Long victimised by poaching and deforestation, Africa’s Mountain Gorillas are in the midst of an amazing comeback thanks to conservation efforts backed by high-level cross-border political support.
Global mountain gorilla population grows to an encouraging 1,063
The most recent survey results (released last December) from Bwindi Impenetrable National Park in Uganda, and the contiguous Sarambwe Nature Reserve in the Democratic Republic of Congo, have confirmed that the mountain gorilla population in the forest has grown to 459, providing further evidence that conservation efforts to protect the planet’s greatest apes are working. This brings the global number of confirmed mountain gorillas to 1,063, when combined with results from the Virunga Massif survey conducted in 2015/16. By contrast, in 2008, field surveys estimated just 680 mountain gorillas in the wild.
“These population survey results signal a real recovery,” Anna Behm Masozera, director of the International Gorilla Conservation Program (IGCP), based in Rwanda, told the Smithsonian. “This doesn’t mean we’re in the clear. These are still very fragile populations. But the increase is incredibly encouraging.”






A beneficial relationship has formed: When mountain gorillas prosper, so do communities. Source: Neil Ever Osborne/SmithsonianMag
The rise in gorilla numbers may be the most important ecological success story of our time
Mark Jenkins, explorer and journalist, wrote in the Smithsonian Magazine:
“Mountain gorillas would have been extinct by now if it weren’t for humans.

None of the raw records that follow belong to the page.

PR #1914, opened 2025-04-08
Fix 1757

wind57:


spring-cloud-kubernetes-commons/src/main/java/org/springframework/cloud/kubernetes/commons/config/ConfigUtils.java
```diff
@@ -390,7 +399,7 @@ public static final class Prefix {
 		/**
 		 * prefix is known at the callsite.
 		 */
-		public static Prefix KNOWN;
+		public static Prefix KNOWN = new Prefix(() -> "", "KNOWN");
```
wind57, line 402: this is a minor bug fix, that someone was not found until now, not really related to the fix itself

wind57:
btw, there is no documentation for this PR, which I wanted to make a PR immediately after this one

spring-cloud-kubernetes-commons/src/main/java/org/springframework/cloud/kubernetes/commons/config/LabeledSourceData.java
```diff
@@ -50,43 +58,49 @@ public final SourceData compute(Map<String, String> labels, ConfigUtils.Prefix p
...
 
-		String names = data.names().stream().sorted().collect(Collectors.joining(PROPERTY_SOURCE_NAME_SEPARATOR));
-		return new SourceData(ConfigUtils.sourceName(target, names, namespace), data.data());
+	}
 
+	/*
+	 * When there is no data, the name of the property source is made from provided
+	 * labels, unlike when the data is present: when we use secret names.
+	 */
+	private SourceData emptySourceData(Map<String, String> labels, String target, String namespace) {
```
ryanjbaxter, line 96: Wouldn't the secret still have a name in this case?

spring-cloud-kubernetes-commons/src/main/java/org/springframework/cloud/kubernetes/commons/config/NamedSourceData.java
```diff
@@ -37,47 +42,68 @@ public abstract class NamedSourceData {
...
+				return new SourceData(sourceDataName,
+						defaultFlattenedSourceData(sourceNamesFound, sourceDataForSourceName));
 			}
 
+			if (prefix.getName().equals(Prefix.KNOWN.getName())) {
+				return new SourceData(sourceDataName, prefixFlattenedSourceData(sourceNamesFound,
+						sourceDataForSourceName, prefix.prefixProvider().get()));
+			}
+
+			if (prefix.getName().equals(Prefix.DELAYED.getName())) {
```
ryanjbaxter, line 85: What is a delayed prefix?

wind57: we had this for a while, I am not introducing it. 

It's for the cases when you enabled "use-name-as-prefix", but the search happens based on labels, so the actual prefix is "delayed". Meaning we do not know it upfront, we will later, when we actually read by labels and find those names

ryanjbaxter: ok i just needed a refresher because its been a while

spring-cloud-kubernetes-commons/src/main/java/org/springframework/cloud/kubernetes/commons/config/LabeledSourceData.java
ryanjbaxter: But did the name of the empty property source also have the same problem as non-empty property sources?

jnodorp-jaconi (approved):
I reviewed this PR with respect to wether it fixes the issue we face (#1757), which it does.

wind57:
thank you for looking at it @jnodorp-jaconi

wind57:
I am aware that PR failed, I am looking into why and update

wind57:
@ryanjbaxter all PRs failed (`3.1.x` , `3.2.x` and `main`) because of some github internal issue. You might want to re-trigger builds

PR #1922, opened 2025-05-22
Pin version of Jackson since Fabric8 6.x is incompatible with Jackson 2.19.x

ryanjbaxter:


spencergibb (approved):
Glad it is only in tests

Then again, mountain gorillas, whose only natural predator is the leopard, would never have been threatened if it weren’t for humans.
The heartening rise in mountain gorilla numbers may be the most important ecological success story of our time. It has been based on collaboration rather than competition, on communication rather than isolation, on selfless commitment rather than selfish greed. In other words, it is based on a rather encouraging change, or even evolution: Humans have been acting like gorillas.”
Source: SmithsonianMag
5 Ways to help save gorillas (and other wildlife too)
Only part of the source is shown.